Dove però Polanski arricchiva di sfumature la solita predica sulla doppia morale borghese, grazie alla costante vena di umorismo nero (e lì bisogna ringraziare la penna formidabile della Reza) e all’istrionismo degli attori, De Matteo si appoggia a più ovvi umori drammatici, pescando facile nel repertorio di Lo Cascio e della Mezzogiorno, ma finendo servito meglio da Alessandro Gassman e Barbora Bobulova, che lavorano sempre di sottrazione. Non aiutano di certo nessuno i dialoghi, né scenografie e luci, tutte di sensibilità televisiva, cosa che dopo aver visto in concorso i film di Munzi e Costanzo stride ancora di più.

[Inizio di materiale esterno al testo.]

PR #234, opened 2024-03-18
Remove Windows static builds

charliermarsh:
## Summary

This PR removes the Windows static builds from the build and release pipelines. As per https://github.com/indygreg/python-build-standalone/issues/221:

> The Windows static builds in this project are an artifact from trying to achieve the original goals of PyOxidizer. With the benefit of hindsight, the static Windows builds are borderline unusable.

Closes https://github.com/indygreg/python-build-standalone/issues/221.

### DIFF
--- a/src/release.rs
+++ b/src/release.rs
@@ -48,8 +48,7 @@ pub static RELEASE_TRIPLES: Lazy<BTreeMap<&'static str, TripleRelease>> = Lazy::
 
     // Windows.
 
-    // The -shared and -static parts of the triple are a lie. But the code
-    // handles it fine.
+    // The -shared part of the triple is a lie. But the code handles it fine.
     h.insert(
         "i686-pc-windows-msvc-shared",
         TripleRelease {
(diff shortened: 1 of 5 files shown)


zanieb (approved):

src/release.rs
```diff
@@ -48,8 +48,7 @@ pub static RELEASE_TRIPLES: Lazy<BTreeMap<&'static str, TripleRelease>> = Lazy::
 
     // Windows.
 
-    // The -shared and -static parts of the triple are a lie. But the code
-    // handles it fine.
+    // The -shared part of the triple is a lie. But the code handles it fine.
```
indygreg, line 51: As a potential future followup we can strip the `-shared` part from the triple. The only reason it is there is to disambiguate from the static builds. Now since there are only dynamically linked builds, there's no need for the label.

I'll file an issue to track this.

indygreg (approved):
As I reviewed all the deleted code, I couldn't help but reflect on how many hours it took to devise those lines of code. Dozens. If not over 100.

It was a bold experiment. But sometimes you can only learn through failure.

Thank you for this PR: it looks great!

src/release.rs
charliermarsh: Cool, I can do that too.

charliermarsh:
> As I reviewed all the deleted code, I couldn't help but reflect on how many hours it took to devise those lines of code. Dozens. If not over 100.

Honestly... I guessed as much. There were so many little details here in the static library conversion, `remove_from_extension_modules, etc. Props for making it possible.

PR #235, opened 2024-03-18
Upgrade armv7 builds to release

charliermarsh:
## Summary

Upgrades `armv7-unknown-linux-gnueabi` and the hard-float variant `armv7-unknown-linux-gnueabihf` to be included in the release. These variants are already built, though they haven't been extensively tested as per the linked issue.

Closes https://github.com/indygreg/python-build-standalone/issues/203.

### DIFF
--- a/src/release.rs
+++ b/src/release.rs
@@ -115,6 +115,24 @@ pub static RELEASE_TRIPLES: Lazy<BTreeMap<&'static str, TripleRelease>> = Lazy::
     );
 
     h.insert(
+        "armv7-unknown-linux-gnueabi",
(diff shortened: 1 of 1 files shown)


indygreg (approved):
Nice!

indygreg:
> how would you suggest testing these?

https://gcc.gnu.org/wiki/CompileFarm is always a good bet for access to random machine architectures.

In the past, I've published releases from new architectures without any explicit testing. I ask a potential user to spot test them. Or I just call out the builds are untested in the release notes and rely on people to file issues if anything is seriously broken.

PR #241, opened 2024-03-30
Remove `shared-` prefix from Windows profiles

charliermarsh:
## Summary

In https://github.com/indygreg/python-build-standalone/pull/234, we removed the Windows static builds from python-build-standalone. As such, the `shared-` prefix (in, e.g., `shared-pgo`) is no longer necessary, since there's no need to differentiate the shared builds from the static builds.

This PR removes the `shared-` prefix, but continues to publish under both profiles to allow for a transition period for consumers of the `shared-` builds.

Closes https://github.com/indygreg/python-build-standalone/issues/237.

## Test Plan

Downloaded one of the release artifacts locally:

```
~/Downloads on  main [!+?] via 🐍 v3.12.0
❯ cd cpython-3.8-vcvars64.bat-pgo
~/Downloads/cpython-3.8-vcvars64.bat-pgo on  main [!+?]
❯ ls
cpython-3.8.18-x86_64-pc-windows-msvc-pgo-20240330T1749.tar.zst
cpython-3.8.18-x86_64-pc-windows-msvc-shared-pgo-20240330T1749.tar.zst
~/Downloads/cpython-3.8-vcvars64.bat-pgo on  main [!+?]
❯ shasum cpython-3.8.18-x86_64-pc-windows-msvc-*
718227dbe11dcdf74283952a6b01a769cd5e2919  cpython-3.8.18-x86_64-pc-windows-msvc-pgo-20240330T1749.tar.zst
718227dbe11dcdf74283952a6b01a769cd5e2919  cpython-3.8.18-x86_64-pc-windows-msvc-shared-pgo-20240330T1749.tar.zst
```

### DIFF
--- a/.github/workflows/windows.yml
+++ b/.github/workflows/windows.yml
@@ -51,11 +51,7 @@ jobs:
         vcvars:
           - 'vcvars32.bat'
           - 'vcvars64.bat'
-        # The 'shared-' prefix is no longer needed (i.e., both 'shared-pgo' and 'pgo' resolve to the
-        # same profile). However, we're double-publishing under both names during the transition
-        # period.
         profile:
-          - 'shared-pgo'
           - 'pgo'
     needs: pythonbuild
     runs-on: 'windows-2019'
--- a/.github/workflows/windows.yml
+++ b/.github/workflows/windows.yml
@@ -51,8 +51,12 @@ jobs:
         vcvars:
           - 'vcvars32.bat'
           - 'vcvars64.bat'
+        # The 'shared-' prefix is no longer needed (i.e., both 'shared-pgo' and 'pgo' resolve to the
+        # same profile). However, we're double-publishing under both names during the transition
+        # period.
         profile:
           - 'shared-pgo'
+          - 'pgo'
     needs: pythonbuild
     runs-on: 'windows-2019'
     steps:
--- a/cpython-windows/build.py
+++ b/cpython-windows/build.py
@@ -1384,8 +1384,8 @@ def build_cpython(
     openssl_archive,
     libffi_archive,
     openssl_entry: str,
-):
-    pgo = profile in ("pgo", "shared-pgo")
+) -> pathlib.Path:
+    pgo = profile == "pgo"
 
     msbuild = find_msbuild(msvc_version)
     log("found MSBuild at %s" % msbuild)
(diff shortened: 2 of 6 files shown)


.github/workflows/windows.yml
```diff
@@ -51,8 +51,12 @@ jobs:
         vcvars:
           - 'vcvars32.bat'
           - 'vcvars64.bat'
+        # The 'shared-' prefix is no longer needed (i.e., both 'shared-pgo' and 'pgo' resolve to the
+        # same profile). However, we're double-publishing under both names during the transition
+        # period.
         profile:
           - 'shared-pgo'
+          - 'pgo'
```
charliermarsh, line 59: I opted to just run the build twice (even though it will produce the same artifact). I considered running the build once, then copying over the artifact, but candidly I wasn't sure if that would break other assumptions in the pipeline. For example, this job publishes under the name `name: ${{ matrix.py }}-${{ matrix.vcvars }}-${{ matrix.profile }}`, so that would now be "incorrect" for the shared profiles.

cpython-windows/build.py
```diff
@@ -894,12 +893,11 @@ def build_openssl_for_arch(
     # uplink.c tries to find the OPENSSL_Applink function exported from the current
     # executable. However, it is exported from _ssl[_d].pyd in shared builds. So
     # update its sounce to look for it from there.
-    if "shared" in profile:
```
charliermarsh, line 897: (Always true. Should've been removed in the preceding PR.)

.github/workflows/windows.yml
indygreg: A problem with this is PGO is non-deterministic. So the builds won't be bit-fit-bit identical.

Having lived through non-deterministic builds in Firefox due to bugs in MSVC's PGO implementation, I am sensitive to having avoidable build variance.

I would strongly prefer to publish the same binary asset under different names.

Let's change the official profile to `pgo` in the building interface. But either change the release publishing code to upload a 2nd copy. Or change the building to emit multiple `.tar.zst` artifacts. I _think_ the release automation will _just work_ if there are multiple `.tar.zst` in the same GitHub Actions artifact. This is how we used to do it until recently.

indygreg:
I manually cancelled actions for Linux and macOS due to xz download bustage. Rebase on `main` to get working CI.

.github/workflows/windows.yml
charliermarsh: Sounds good, can do. I think the latter will be more straightforward (change `cpython-windows/build.py` to emit two artifacts).

charliermarsh: (This makes a lot of sense.)

indygreg (approved):
This looks like it should work! Thanks for following up!

PR #245, opened 2024-04-01
Add automation for lint, format, and type check

zanieb:
Follows https://github.com/indygreg/python-build-standalone/pull/236#discussion_r1529586740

Come se non bastasse fa capolino il messaggio: «Non lasciate soli i vostri figli davanti a Internet, finiranno per diventare dei delinquenti», proposto con tale placida noncuranza, da sembrare quasi una provocazione. A salvare capra e cavoli interviene però l’argomento e il clima del film, che ne fanno una piattaforma perfetta per riflessioni da pranzo domenicale, girando attorno alla domanda “Tu che avresti fatto al posto suo?”.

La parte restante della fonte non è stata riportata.